"This is not open-ended," John Kerry said after walking on crutches to a podium outside the Coburg Palace hotel in Vienna where the talks are being held. Photo / Supplied
Secretary of State John Kerry said yesterday the United States and its negotiating partners "will not rush, and we will not be rushed" into finalising a nuclear deal with Iran, but warned they would abandon talks soon if Iran does not make the "tough decisions" needed for an agreement.
"This is not open-ended," he said after walking on crutches to a podium outside the Coburg Palace hotel in Vienna where the talks are being held.
"President [Barack] Obama made it very clear to me last night we can't wait forever for the decision to be made," Kerry said. "We know that. If the tough decisions don't get made, we are absolutely prepared to call an end to this process."
But Kerry didn't specify how much longer he was willing to remain in Vienna in search of a deal that would place curbs on Iran's nuclear programme in return for sanctions relief.
Kerry spoke at the end of a day of back-to-back negotiations.
Shortly before Kerry spoke, French Foreign Minister Laurent Fabius approached reporters and said the negotiations would continue into the night in an effort to resolve the remaining differences between Iran and six world powers, known as the P5+1 - the US, France, Britain, Russia, China and Germany.
Fabius compared the negotiations to the end of a marathon.
"There are difficult points that remain, but things are all the same going in the right direction," he said, adding, "I hope we will be able to complete the metres that need to be run."
This round of talks, which began a fortnight ago, has been extended twice as has the interim agreement.
The admission that unresolved issues were still blocking a final deal came one day after Obama held a secure video conference with Kerry and the State Department team.
In the call, Obama "provided guidance related to our ongoing efforts to achieve a good deal between the P5+1 and Iran that meets our requirements", according to State Department officials.
Diplomats from the world powers met on Thursday for a little over an hour, as some of the foreign ministers who had left the Austrian capital on Wednesday returned to join the talks.

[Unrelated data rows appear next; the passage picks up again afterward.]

PR #266, opened 2022-01-26
Access tables in golden-tables/ directly

zsxwing:
`data reader can read partition values` currently fails because SBT doesn't copy all of files in the table to the correct place. I tried with SBT with various changes and noticed that it won't copy files whose depth is high.

To workaround with the issue, I changed the code to read the tables in `golden-tables/` rather than asking SBT to copy files to `standalone/target/scala-2.12/test-classes/` and use files in this target folder.

As some of tests may need to modify files, I also add utility methods `withLogForWritableGoldenTable`, `withLogImplForWritableGoldenTable`, and `withWritableHiveGoldenTable` for these tests so that we can avoid modifying files in `golden-tables/` when running these tests.

### DIFF
--- a/build.sbt
+++ b/build.sbt
@@ -213,7 +213,6 @@ lazy val hiveMR = (project in file("hive-mr")) dependsOn(hiveTest % "test->test"
   name := "hive-mr",
   commonSettings,
   skipReleaseSettings,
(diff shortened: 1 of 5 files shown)


scottsand-db (approved):
LGTM

PR #267, opened 2022-01-26
Fix crossScalaVersions for Scala 2.11

zsxwing:
`crossScalaVersions` is set in a wrong place after upgrading SBT. For example, `build/sbt "++ 2.11.12 standalone/test"` still uses Scala 2.12.

This PR fixes it.


scottsand-db (approved):
LGTM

Kerry followed that up with a series of separate meetings with Iranian Foreign Minister Mohammad Javad Zarif and their counterparts from Britain and France.
Separately, Energy Secretary Ernest Moniz and Ali Akbar Salehi, the head of Iran's Atomic Energy Organisation, held a meeting, a by-now routine daily discussion between the two nuclear physicists who are charged with ironing out the technical details in any agreement.
Abbas Araghchi, a Deputy Foreign Minister taking part in the negotiations, told Iranian TV that "only a handful" of key issues remained, including the timetable under which Iran would allow international inspectors to visit nuclear sites while the United Nations, the US and the European Union prepare to lift sanctions.
He also said the two sides were still discussing a key Iranian demand, the lifting of a UN embargo on conventional arms sales to Iran. The US has opposed dropping that ban.
Russia, which hopes to sell arms to Iran, has come out in support of lifting the arms embargo but under the framework agreement settled three months ago, the arms embargo would stay in place.